Imagine calling the police to report you’ve just been raped and no one responds. Sadly, this scenario is no longer a hypothetical in the Democrat-led city of Seattle, Washington.
As the George Floyd riots swept through the country in the summer of 2020, Seattle protesters, led by socialist Councilwoman Kshama Sawant, demanded that the city immediately slash the police department’s budget by 50 percent. Although the drastic cutback never materialized, the demonization of police officers in the Emerald City had begun. And two years later, residents are getting a glimpse of the consequences.
Staff shortages at the Seattle Police Department have caused the Sexual Assault and Child Abuse Unit to stop responding to new adult sexual assaults in the city.
A copy of an April 11 internal police department memo written by the sergeant in charge of the SACAU, Pamela St. John, to Interim Police Chief Adrian Diaz was obtained by The Seattle Times. St. John informs her superior, “The community expects our agency to respond to reports of sexual violence and at current staffing levels that objective is unattainable.”
In 2019, St. John said her unit “was staffed by 1 Lieutenant, 2 Sergeants, 1 Administrative Assistant and 10 Detectives.” Currently, it is staffed by “1 Sergeant, 1 Administrative Assistant and 4 detectives.”
She wrote she was not “able to assign adult sexual assault cases.” Cases involving children and adult cases where a suspect was currently in custody, which the Times points out is just “a fraction of adult sexual assaults reported to police,” were given priority.
Seattle police’s sexual assault unit has been so depleted of staffing that it stopped assigning new adult cases to detectives earlier this year, threatening the viability of prosecutions, an internal memo shows. https://t.co/rKTCmD0025
— The Seattle Times (@seattletimes) June 1, 2022
Axios spoke to senior deputy prosecutor Ben Santos, who is the chair of the Special Assault Unit for the King County Prosecuting Attorney’s Office.

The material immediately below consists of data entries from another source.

PR #116, opened 2025-02-11
Build/add nix package for bootstrap srv

jost-s:
- Add a nix flake with a package for building the bootstrap server.
- Add a job to ci to test the nix build.

resolves https://github.com/holochain/wind-tunnel/issues/144

### DIFF
--- a/.github/workflows/test.yaml
+++ b/.github/workflows/test.yaml
@@ -48,12 +48,34 @@ jobs:
       - name: Test
         run: make test
 
+  nix-build:
+    needs: static
+    strategy:
+      matrix:
+        os: [ubuntu-latest, macos-latest]
+      fail-fast: false
+    
+    runs-on: ${{ matrix.os }}
+
+    steps:
+      - uses: actions/checkout@v4
+
+      - uses: cachix/install-nix-action@v30
+
+      - uses: cachix/cachix-action@v15
+        with:
+          name: holochain-wind-tunnel
+          authToken: '${{ secrets.CACHIX_AUTH_TOKEN }}'
+
+      - run: nix build --verbose -L .#bootstrap-srv
+
   ci_pass:
     if: ${{ always() }}
     runs-on: "ubuntu-latest"
     needs:
       - static
       - test
+      - nix-build
     steps:
       - name: check status
         uses: re-actors/alls-green@release/v1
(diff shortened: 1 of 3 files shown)


.github/workflows/test.yaml
```diff
@@ -48,12 +48,29 @@ jobs:
       - name: Test
         run: make test
 
+  nix-build:
+    needs: static
```
cdunster, line 52: Does this job need the `static` job? I guess it's usually for the `rust-cache` but this job doesn't use it.

cdunster (approved):
Just a small question but still happy to merge as-is

.github/workflows/test.yaml
```diff
@@ -48,12 +48,29 @@ jobs:
...
+      fail-fast: false
+    
+    runs-on: ${{ matrix.os }}
+
+    steps:
+      - uses: actions/checkout@v4
+
+      - uses: cachix/install-nix-action@v30
+
+      - run: nix build --verbose -L .#bootstrap-srv
```
ThetaSinner, line 65: Quite a bit slower than other CI checks, can we add cachix?

ThetaSinner (commented):
How come this is building without the change to tx5?

jost-s:
Because the bootstrap server doesn't use tx5.

.github/workflows/test.yaml
jost-s: I thought it's better to only attempt to build it once `static` has succeeded, same as with the test.

.github/workflows/test.yaml
jost-s: yes

flake.nix
```diff
@@ -0,0 +1,40 @@
...
+
+  inputs = {
+    nixpkgs.url = "github:nixos/nixpkgs?ref=nixos-24.11";
+    flake-parts.url = "github:hercules-ci/flake-parts";
+    crane.url = "github:ipetkov/crane";
+  };
+
+  outputs = inputs@{ flake-parts, crane, ... }:
+    flake-parts.lib.mkFlake { inherit inputs; } {
+      systems = [ "x86_64-linux" "aarch64-linux" "x86_64-darwin" "aarch64-darwin" ];
```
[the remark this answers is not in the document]
jost-s: I see no harm with it, but okay.

ThetaSinner:
Right, yes of course!

jost-s:
Cachix added and build times are down to 1 min.

ThetaSinner (approved):

PR #117, opened 2025-02-12
More initiate tests

ThetaSinner:
Not much changing here, just adding more tests for the initiate responder

### DIFF
--- a/crates/dht/src/arc_set.rs
+++ b/crates/dht/src/arc_set.rs
@@ -10,8 +10,7 @@ use kitsune2_api::{DhtArc, K2Error, K2Result};
 use std::collections::HashSet;
 
 /// Represents a set of [DhtArc]s.
-#[derive(Debug, Clone)]
-#[cfg_attr(test, derive(PartialEq))]
+#[derive(Debug, Clone, PartialEq)]
 pub struct ArcSet {
     inner: HashSet<u32>,
 }
--- a/crates/gossip/src/respond/harness.rs
+++ b/crates/gossip/src/respond/harness.rs
@@ -2,10 +2,12 @@ use crate::gossip::{DropAbortHandle, GossipResponse, K2Gossip};
 use crate::peer_meta_store::K2PeerMetaStore;
 use crate::protocol::{deserialize_gossip_message, GossipMessage};
 use crate::K2GossipConfig;
+use base64::Engine;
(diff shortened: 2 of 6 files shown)


crates/dht/src/arc_set.rs
```diff
@@ -10,8 +10,7 @@ use kitsune2_api::{DhtArc, K2Error, K2Result};
 use std::collections::HashSet;
 
 /// Represents a set of [DhtArc]s.
-#[derive(Debug, Clone)]
-#[cfg_attr(test, derive(PartialEq))]
```
ThetaSinner, line 14: This is still only used for tests elsewhere, I could introduce a `test-utils` feature but is it worth it?

jost-s: Ah no, that's fine.

neonphog: There's nothing incorrect about PartialEq for this type, and compiler tree-shaking should delete the code if it's not used in production. I'm happy for things like this to exist on our types.

neonphog (approved):
:+1:

crates/gossip/src/respond/harness.rs
```diff
@@ -98,6 +100,33 @@ impl RespondTestHarness {
         }
     }
 
+    pub(crate) async fn remote_agent(
```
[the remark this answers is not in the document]
ThetaSinner: Yes that would do nicely, still saves a few lines to have a function but that's much tidier

crates/gossip/src/respond/initiate.rs
```diff
@@ -247,4 +363,73 @@ mod tests {
...
+                other_peer_url.clone(),
+                GossipMessage::Initiate(K2GossipInitiateMessage {
+                    session_id: test_session_id(),
+                    participating_agents: vec![],
+                    arc_set: Some(ArcSetMessage {
+                        value: arc_set.encode(),
+                    }),
+                    new_since: Timestamp::now().as_micros(),
+                    max_op_data_bytes: 5_000,
+                }),
```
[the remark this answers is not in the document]
ThetaSinner: Yes, the type wasn't clone but this probably won't be the last place that would be helpful. Updated

jost-s (approved):
:t-rex:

Santos said, “Sometimes, an [SPD] officer won’t take a report for hours and often they won’t come out to take a report at all; they may only take a report over the phone.”
Do you think the city will consider reversing course and funding the police?

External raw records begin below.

Issue #25, opened 2024-11-27
[k2] publish module


neonphog:
The publish module on the send side should be a simple queue with basic timeout and limited parallelism logic to sequentially send hashes to remotes.

On the receive side it will just add those hashes to the fetch queue.

All other complexity will be deferred until performance testing shows it is required.

Try using the real production publish module as the implementation in the core crate. We can always move it out if it gets too complicated.

jost-s:
Agent infos should be published too.

matthme:
Completed with #119 and #124

PR #119, opened 2025-02-12
Add publish module

matthme:
Resolves the publish op portion of https://github.com/holochain/kitsune2/issues/25


crates/core/src/factories/core_publish/test.rs
```diff
@@ -0,0 +1,129 @@
...
+
+    core_publish_1
+        .publish_ops(
+            vec![incoming_op_id_1.clone(), incoming_op_id_2.clone()],
+            url_2,
+        )
+        .await
+        .unwrap();
+
+    let ops = tokio::time::timeout(
```
jost-s, line 91: For the timeout + loop + sleep construct, there is an `iter_check` in test_utils.

crates/core/src/factories/core_publish/test.rs
```diff
@@ -0,0 +1,129 @@
...
+        },
+    )
+    .await
+    .unwrap();
+
+    assert!(ops.len() == 2);
+}
+
+#[tokio::test(flavor = "multi_thread")]
+async fn publish_to_invalid_url_does_not_error() {
```
jost-s, line 117: I understand the intention of the test, but it doesn't test that the outgoing publish task does not error, it tests that sending to that task doesn't error. It seems there's no way to test the publish doesn't error, unless you add some test only field.

crates/core/src/factories/core_publish/message_handler.rs
```diff
@@ -0,0 +1,141 @@
...
+
+    #[tokio::test]
+    async fn publish_ops() {
+        let (incoming_publish_ops_tx, mut incoming_publish_ops_rx) =
+            tokio::sync::mpsc::channel(1);
+        let message_handler = PublishMessageHandler {
+            incoming_publish_ops_tx,
+        };
+        let peer = Url::from_str("wss://127.0.0.1:1").unwrap();
+        let requested_op_ids = vec![random_op_id()];
```
jost-s, line 113: use `create_op_id_list`?

crates/core/src/factories/core_publish.rs
```diff
@@ -0,0 +1,246 @@
...
+                continue;
+            };
+        }
+    }
+}
+
+impl Drop for CorePublish {
+    fn drop(&mut self) {
+        for t in self.tasks.iter() {
+            t.abort();
```
jost-s, line 243: That's how the fetch module does it too, but I've seen that in many places it's just an `AbortHandle`. Nothing else of the task handle is used, so you could adopt that pattern.

crates/core/src/factories/core_publish.rs
```diff
@@ -0,0 +1,246 @@
...
+    ) {
+        while let Some((op_ids, peer)) = response_rx.recv().await {
+            tracing::debug!(?peer, ?op_ids, "incoming publish ops");
+
+            // Retrieve ops to send from store.
+            if let Err(err) = fetch.request_ops(op_ids.clone(), peer).await {
+                tracing::warn!(
+                        "could not insert publish ops request into fetch queue: {err}"
+                    );
+                continue;
```
jost-s, line 234:
```suggestion
```

jost-s (commented):
Looking great! I've got a couple of suggestions.

crates/core/src/factories/core_publish/message_handler.rs
matthme: funnily enough I copied that part of the code over from your fetch module :) - gonna change it in both places.

crates/core/src/factories/core_publish/test.rs
matthme: What a blessing! That's a util I'll happily use.

crates/core/src/factories/core_publish/test.rs
matthme: > it tests that sending to that task doesn't error

How do you arrive at this conclusion? I think what this test actually *is* missing indeed is a sleep so that there is time for the publish to occur in the receiving end of the channel. But then it does indeed test the publish itself I think as I'm seeing the following tracing error being logged:

```
could not send publish ops: Connection Closed (src: None) op_id=rhfL-NCni9XNqVteNtTNzxYxpIDy-js2kwDN_Wedhbo peer_url=ws://notanexistingurl:80
```

matthme: I added a sleep now at the end of that test to make sure it makes it all the way to the publish step.

crates/core/src/factories/core_publish/message_handler.rs
matthme: addressed.

crates/core/src/factories/core_publish.rs
matthme: addressed.

crates/api/src/publish.rs
```diff
@@ -0,0 +1,131 @@
...
+}
+
+impl From<PublishOps> for Vec<OpId> {
+    fn from(value: PublishOps) -> Self {
+        value.op_ids.into_iter().map(Into::into).collect()
+    }
+}
+
+/// Serialize list of op ids to request.
+pub fn serialize_publish_ops(value: Vec<OpId>) -> Bytes {
```
ThetaSinner, line 32: Does this one need to be public? Should be used through the function below?

crates/core/src/factories/core_publish.rs
matthme: Changed that now to only store the `AbortHandle`s

crates/api/src/publish.rs
```diff
@@ -0,0 +1,131 @@
...
+pub fn serialize_publish_ops_message(value: Vec<OpId>) -> Bytes {
+    let mut out = BytesMut::new();
+    let data = serialize_publish_ops(value);
+    let publish_message = K2PublishMessage {
+        publish_message_type: PublishMessageType::Ops.into(),
+        data,
+    };
+    publish_message
+        .encode(&mut out)
+        .expect("failed to encode publish ops message");
```
ThetaSinner, line 50: Just noticing that the fetch module does this too. I'd prefer bubbling this error up if something goes wrong. This isn't very likely to fail but I'd prefer to minimize panics

Can this be changed in the fetch module too @jost-s or did you have a reason for `expect`ing these?

crates/core/src/factories/core_publish.rs
```diff
@@ -0,0 +1,247 @@
...
+use std::sync::Arc;
+use tokio::{
+    sync::mpsc::{channel, Receiver, Sender},
+    task::AbortHandle,
+};
+
+#[cfg(test)]
+mod test;
+
+mod message_handler;
```
ThetaSinner, line 34:
```suggestion
mod message_handler;

#[cfg(test)]
mod test;
```

Really minor, I prefer to find production modules before test ones

crates/core/src/factories/core_publish.rs
```diff
@@ -0,0 +1,247 @@
...
+        &self,
+        op_ids: Vec<OpId>,
+        target: Url,
+    ) -> BoxFut<'_, K2Result<()>> {
+        Box::pin(async move {
+            // Insert requests into publish queue.
+            for op_id in op_ids {
+                if let Err(err) = self
+                    .outgoing_publish_ops_tx
+                    .send((op_id, target.clone()))
```
ThetaSinner, line 129: Any reason not to inform the other peer of all the op ids at the same time?

crates/core/src/factories/core_publish.rs
```diff
@@ -0,0 +1,247 @@
...
+
+    async fn outgoing_publish_ops_task(
+        mut outgoing_publish_ops_rx: Receiver<OutgoingPublishOps>,
+        space_id: SpaceId,
+        transport: DynTransport,
+    ) {
+        while let Some((op_id, peer_url)) = outgoing_publish_ops_rx.recv().await
+        {
+            // Send ops publish message to peer.
+            let data = serialize_publish_ops_message(vec![op_id.clone()]);
```
ThetaSinner, line 205: This is where it looks slightly odd to me to publish one op at a time. The protocol was set up to publish a list but we're always publishing one thing

crates/core/src/factories/core_publish.rs
```diff
@@ -0,0 +1,247 @@
...
+    }
+
+    async fn incoming_publish_ops_task(
+        mut response_rx: Receiver<IncomingPublishOps>,
+        fetch: DynFetch,
+    ) {
+        while let Some((op_ids, peer)) = response_rx.recv().await {
+            tracing::debug!(?peer, ?op_ids, "incoming publish ops");
+
+            // Retrieve ops to send from store.
```
ThetaSinner, line 231:
```suggestion
            // Add incoming op ids to the fetch queue to let that retrieve the op data
```

crates/core/src/factories/core_publish/test.rs
ThetaSinner: Can we check in less than 3s? I'm on the fence about this. I do want us to check that sending doesn't error when we can't reach the other side and that does require waiting a bit but a fixed sleep will mean that we always have to wait 3s for this test to pass.

I have what I think might be a better suggestion that I didn't think of earlier. What about doing this "bad send" then following it with a valid send? That will then check that everything is still working after the thing that might have caused a fault?

ThetaSinner (commented):
Looking good! Have a few suggestions, mostly minor. I think the main thing is batching vs single op ids

crates/core/src/factories/core_publish/test.rs
matthme: Sounds good to me. Would it be too cheecky to sneak that into the `published_ops_can_be_retrieved` test before sending to the valid url?

crates/core/src/factories/core_publish.rs
matthme: Good point, will change that.

crates/api/src/publish.rs
jost-s: This can only fail in case of a memory corruption. There was a conversation with David over how to handle this on some PR. He left it up to me. If there's something wrong with the memory, I think it's justified to panic.

crates/core/src/factories/core_publish.rs
matthme: addressed this one - resolving conversation because I adopted the change 1:1.

crates/core/src/factories/core_publish.rs
matthme: addressed 1:1

crates/core/src/factories/core_publish/test.rs
jost-s: `publish_ops` returns a future `K2Result` that always returns `Ok(())`.

In the function body the op ids are sent to the `outgoing_publish_ops_tx` channel. If that fails, the error is logged. If the receiving task then fails to send something, the error is again logged. But in no place is an error returned.

crates/core/src/factories/core_publish.rs
matthme: addressed.

crates/api/src/publish.rs
matthme: addressed.

crates/api/src/publish.rs
matthme: Quoting from the prost docs:
> EncodeError always indicates that a message failed to encode because the provided buffer had insufficient capacity. Message encoding is otherwise infallible.

crates/core/src/factories/core_publish/test.rs
matthme: Yes that's correct. And the test tests that things can still proceed smoothly in that case. Do you think the behavior should be different or that we should have another test that tests something else additionally?

matthme: I renamed the test now and changed the logic to what @ThetaSinner proposed above (provided that I understood it correctly).

crates/core/src/factories/core_publish/test.rs
```diff
@@ -0,0 +1,156 @@
...
+            ])
+            .await
+            .unwrap();
+
+        if ops.len() == 2 {
+            return ops;
+        }
+    });
+
+    assert!(ops.len() == 2);
```
jost-s, line 155: Yes, that looks like a good test to me.
```suggestion
    iter_check!(1000, {
        let ops = op_store_2
            .retrieve_ops(vec![
                incoming_op_id_1.clone(),
                incoming_op_id_2.clone(),
            ])
            .await
            .unwrap();

        if ops.len() == 2 {
            break;
        }
    });
```

matthme: @ThetaSinner and I were discussing that the final assert is not needed really (when writing the other test which has the same logic in that regard) but we concluded that it would be good to let it there anyway for the purpose of readability since it's harder to understand that this check is already done implicitly by breaking the loop...

ThetaSinner: I still prefer that. I found too many tests in Holochain that use macros to wait for something but the final condition was slightly off and it took a long time to decode, a really clear assertion at the end of the test makes that hard to get wrong. I could live with it being removed in this case but in general, I think it's a helpful pattern

crates/tool_proto_build/src/main.rs
```diff
@@ -4,9 +4,10 @@ fn main() {
         .bytes(["."])
         .compile_protos(
             &[
-                "../api/proto/wire.proto",
```
ThetaSinner, line 7: Is there a reason to re-order these? The wire protocol is independent of the module protocols so having it first makes sense to me

ThetaSinner (approved):

crates/tool_proto_build/src/main.rs
matthme: It was just my instinct for alphabetical order at play here because I tend to find things easier if they are ordered alphabetically. But if it does not make sense from another perspective I can revert it...

matthme: I did not consider that the order may matter for the purpose of compilation...

crates/core/src/factories/core_publish/test.rs
jost-s: Maybe we can rename the macro to something that implies a condition to break the loop, so that assertion is clear. This iter_check pattern is used in the majority of places in this repo.

jost-s (approved):
Great!

crates/tool_proto_build/src/main.rs
ThetaSinner: I'm not sure that the order here matters but looking at the code behind that function call, it does maintain order using `Vec` and `for` through the process. I'd suggest making the semantic meaning clearer here rather than sorting alphabetically. How about something like

```
&[
    // Wire protocol for sending messages over the K2 transport
    "../api/proto/wire.proto",

    // Module protocols, as the content of wire messages
    "../api/proto/fetch.proto",
    // ...
]
```

Where the module messages can be sorted alphabetically. What do you think?

matthme: Sounds good - changed it accordingly.

ThetaSinner (approved):
Great, thank you!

Santos explained that reporting delays mean an unknown number of rape cases go unreported. And some victims may “have second thoughts” about reporting the assault at all.

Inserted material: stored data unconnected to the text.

PR #120, opened 2025-02-12
Showcase Chat

neonphog:
chat

- switches to rustyline... reedline kept resetting the terminal and it wasn't worth the time to figure it out.
- adds a super naive chat impl
- the second peer will be able to talk to the first right away, but the first will need to wait 1 min until its next bootstrap fetch


crates/kitsune2_showcase/src/app.rs
```diff
@@ -0,0 +1,132 @@
...
+                })
+            }
+
+            fn new_listening_address(
+                &self,
+                this_url: Url,
+            ) -> BoxFut<'static, ()> {
+                let print = self.0.clone();
+                Box::pin(async move {
+                    print.print_line(format!("Online at: {this_url}"));
```
ThetaSinner, line 60: I see this printed twice on startup, with the same value. Is that expected?

ThetaSinner (approved):
Nice, gave this a go locally and it works nicely

crates/kitsune2_showcase/src/app.rs
neonphog: Yes... sortof. There is a race condition where the address could be bound before we hook up our notifier, so we also publish the new address manually, hence often getting two of these events. It's better to often get two than to sometimes get none. We can address that at a later date if we come up with a solution to it.

jost-s:
Peers don't find each other for me - what is up?
image

neonphog:
> Peers don't find each other for me - what is up?

Most likely you are not manually running a kitsune2 bootstrap server and specifying the localhost address:port as a cli parameter.

jost-s (commented):
That must have been it! =D I was a bit hasty there :grimacing: 

I couldn't see the other peer, even after a minute. When restarting that 2nd peer, the second kept sending to the previous peer url as expected, and when that doesn't succeed and times out, the app panics. Is that desired?

image

neonphog:
heh, indeed the panic is not desirable. I'll update to instead just print the error.

neonphog:
@jost-s - k, this should work better: https://github.com/holochain/kitsune2/pull/120/commits/b010513815c16d397705ada30a5873e328de12b4

jost-s:
Yeah, great! And sending is in parallel as well.

One thing is still odd, my second node never sees the first node. For me messaging is always one way. When I shut down the second node and restart it, it is reversed. So the second can see the first, but the first never sees the second.

neonphog:
> One thing is still odd, my second node never sees the first node. For me messaging is always one way. When I shut down the second node and restart it, it is reversed. So the second can see the first, but the first never sees the second.

I still think it might fix eventually if you wait long enough (or double check that you typed the port correctly). But I'm not concerned about that for merging this, because that is a real problem that we are going to have to solve in terms of gossiping agent infos around or potentially explicitly passing at least the local ones in the preflight data when establishing connections.

jost-s (approved):
Of course, this is not specific to the app.

jost-s:
I kept the terminals open and now it does work.

PR #402, opened 2020-04-17
[WIP] Opaque type generics

detrumi:
Opaque types should accept generic parameters, probably something like this:
```
program {
    trait Iterator { type Item; }

    struct Vec<T> { }
    struct u32 { }
    impl<T> Iterator for Vec<T> {
        type Item = T;
    }

    opaque type Foo<X>: Iterator<Item = X> = Vec<X>;
}

goal {
    Foo<u32>: Iterator<Item = u32>
} yields {
    "Unique; substitution []"
}
```


detrumi:
Closing in favor of #464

Assistant Chief Deanna Nollette downplayed the predicament of St. John’s unit, saying that all units felt the staff shortage equally. She told the Times that St. John’s portrayal of the situation was “not accurate” and was a “gross oversimplification.”
“Sexual assault cases are still being assigned, but the workload is being triaged based on a number of factors that we would traditionally use to triage those cases,” Nollette said.
Data from the Seattle City Council, however, supports St. John’s perception of affairs; specialty and investigative units took the steepest cuts while leadership, administrative and trained officers (including patrol) saw the smallest cuts.
SPD had 1,290 officers in early 2020. In March 2022, that number had fallen to 968, according to the Times.
KTTH Seattle radio host Jason Rantz reported the SPD “is on track to lose nearly 200 officers by the end of the year. The latest data on officer separations versus recruitment shows the crisis has no end in sight.”
Seattle Police Officers Guild president Mike Solan joined Rantz on Tuesday to discuss what he called “an alarming situation.” Solan said, “If we don’t focus on retaining the current qualified officers from leaving, we’re in deep, deep trouble. Because there’s no way we’ll be able to recruit qualified people to want to even come here. And the numbers are indicative of that. And we’re very, very concerned moving forward.”
This is an extremely scary predicament, especially at a time when violent crime in the city is reaching record levels.
The city’s woke leadership, voted into office by a woke electorate, has brought Seattle to this dangerous moment. How did anyone with a brain think the “defund the police” movement would end?
Who would ever want to become a police officer in today’s America? Particularly in a liberal city like Seattle?
I’m sorry to say it, but these are the wages of wokeness.